Ian G wrote:
> 2.  In general, such a group will reject any proposal that appears to
> favour one member against another;  but they will accept any proposal
> that requires the same amount of additional work, and increases the
> power of the group.  In other words, rejection of internal competition,
> promotion of joint franchise power.

Not necessarily. For example, EV could have been said to favour larger
CAs (who are able to offer a global service), and CAs which already had
the infrastructure in place for doing detailed identity vetting. Yet it
was approved.

> Instead they need to find a strategy that provides for joint and
> individual benefit, in exchange for the work.  Commonly, this is (a)
> create a brand, (b) sell the brand, (c) compete against other brands,
> and (d) deny the brand to non-members.  This achieves both group benefit
> and individual membership.

Well, if you are seeing EV as a brand, then in this case there aren't
really other brands to compete against, and they can't deny the brand to
non-members, because anyone can take the audits and anyway, EV status is
in the gift of the browser manufacturers, not the forum.

> 4.  What is notable about the above is that at no time or place is the
> user or purchaser necessarily brought into the basic structural
> economics.  This is why (the theory predicts that) such associations
> deliver so little to the *user* in comparison to the relatively large
> benefit to the incumbents;  the economics doesn't require it, and in
> fact the economics fights against it, because to share any bounty with
> the users adds more complications for the model.  Of course.  Hence,
> marketing is a strong component of all such associations, because there
> is a strong need for perception.

Except that the CAB Forum does no marketing.
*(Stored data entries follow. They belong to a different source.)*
PR #2654, opened 2019-03-18
ENCD-4489 add imputation annotation_type

zmyers23:
Added annotation_type enum 'imputation' and made annotation_type required.

### DIFF
--- a/src/encoded/tests/datafixtures.py
+++ b/src/encoded/tests/datafixtures.py
@@ -549,7 +549,8 @@ def publication_data(testapp, lab, award):
 def annotation_dataset(testapp, lab, award):
     item = {
         'award': award['@id'],
-        'lab': lab['@id']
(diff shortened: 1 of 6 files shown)


src/encoded/tests/datafixtures.py
```diff
@@ -549,7 +549,8 @@ def publication_data(testapp, lab, award):
 def annotation_dataset(testapp, lab, award):
     item = {
         'award': award['@id'],
-        'lab': lab['@id']
+        'lab': lab['@id'],
+        'annotation_type': 'imputation'
```
caseylitton: Don't change this unless you have to fix the branch in some other way,

It's more standard to add a trailing comma to lists like this.
```
   item = {
        'award': award['@id'],
        'lab': lab['@id'],
        'annotation_type': 'imputation',
}
```

PR #2660, opened 2019-03-18
ENCD-3422-datasets-table-publication

zoldello:


src/encoded/static/components/publication.js
```diff
@@ -7,7 +7,54 @@ import { DbxrefList } from './dbxref';
...
+    lab: {
+        getValue: dataset => (dataset.lab || {}).title,
+        title: 'Lab',
+    },
+    biosample_summary: {
+        getValue: (dataset) => {
+            if (typeof (dataset.biosample_summary) === 'string') {
+                return dataset.biosample_summary;
+            }
+            return (dataset.biosample_summary || []).map(b => b.term_name).join(', ');
```
forresttanaka: Just wanted to confirm `experiment.biosample_summary` can be an array of objects? I skimmed over experiment.py and don’t see where that happens, and all other uses of `experiment.biosample_summary` in front-end code assumes it’s a string. If it can be an array, it seems like those have to be changed too.

src/encoded/static/components/publication.js
```diff
@@ -26,7 +73,11 @@ const PublicationComponent = (props, reactContext) => {
     ];
 
     const crumbsReleased = (context.status === 'released');
-
+    const accessions = !context.datasets ? '' : context.datasets.reduce((dataset1, dataset2) => `${dataset1}&accession=${dataset2.accession}`, '');
```
forresttanaka: Maybe just change to `context.datasets` without the `!` so you can reverse the conditions? I had to read over this twice to realize it wasn’t a mistake.

src/encoded/static/components/publication.js
```diff
@@ -26,7 +73,11 @@ const PublicationComponent = (props, reactContext) => {
...
+    const fields = ['accession', 'target', '@type', 'target', 'biosample_summary', 'lab', 'assay_term_name', 'assay', 'description', 'status'].reduce((field1, field2) => `${field1}&field=${field2}`, '');
```
forresttanaka: Could this be done in the module name space? The result wouldn’t ever change until the code is changed, so putting it in the module name space would let this happen only at page reload instead of every time a publication page is rendered.

src/encoded/static/components/publication.js
```diff
@@ -7,7 +7,54 @@ import { DbxrefList } from './dbxref';
...
+import { FetchedData, Param } from './fetched';
+
+
+const datasetsColumns = {
+    accession: {
+        display: dataset => <a href={dataset['@id']}>{dataset.accession}</a>,
+        title: 'Accession',
+    },
+    type: {
+        getValue: datasets => (datasets['@type'] || [{}])[0], // only the first matters
```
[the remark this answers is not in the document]
zoldello: @forresttanaka I forgot the sample case, but I did get a case where it was without @type. I used [{}][0] to try to be consistent with the dataset['@type'][0], which gives an object.

src/encoded/static/components/publication.js
```diff
@@ -7,7 +7,54 @@ import { DbxrefList } from './dbxref';
...
+        title: 'Type',
+    },
+    target: {
+        getValue: dataset => (dataset.target || {}).label,
```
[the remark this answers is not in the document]
zoldello: @forresttanaka The way I did it is easier for me to understand. However, I can use the way you did if your way is easier for everyone else.

src/encoded/static/components/publication.js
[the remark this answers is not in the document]
forresttanaka: That gives an object? I see as an example:

```
    "@type": [
        "ReferenceEpigenome",
        "Series",
        "Dataset",
        "Item"
    ],
```

Seems like in this case, dataset['@type'][0] would give the string "ReferenceEpigenome" wouldn’t it?

src/encoded/static/components/publication.js
zoldello: @forresttanaka I will reverse it.

src/encoded/static/components/publication.js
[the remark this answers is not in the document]
forresttanaka: If you find your way easier to understand, I would leave it.

src/encoded/static/components/publication.js
zoldello: Done

src/encoded/static/components/publication.js
```diff
@@ -38,16 +38,11 @@ const datasetsColumns = {
...
         title: 'Lab',
     },
     biosample_summary: {
-        getValue: (dataset) => {
-            if (typeof (dataset.biosample_summary) === 'string') {
-                return dataset.biosample_summary;
-            }
-            return (dataset.biosample_summary || []).map(b => b.term_name).join(', ');
-        },
+        getValue: dataset => dataset.biosample_summary,
```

> 10.  I speak as an interested party of course.  My biases are all the
> more poignant because the CABForum and its members and criteria directly
> and explicitly rule out the activities of myself as an auditor and the
> CA I audit.  C.f., to join CABForum, you must have a WebTrust audit;  

Not so; there is a list of acceptable audit criteria. It includes ETSI.

But, having commented on those errors of fact, I can't quite see what
you are saying apart from "industry standards bodies are bad". Is that it?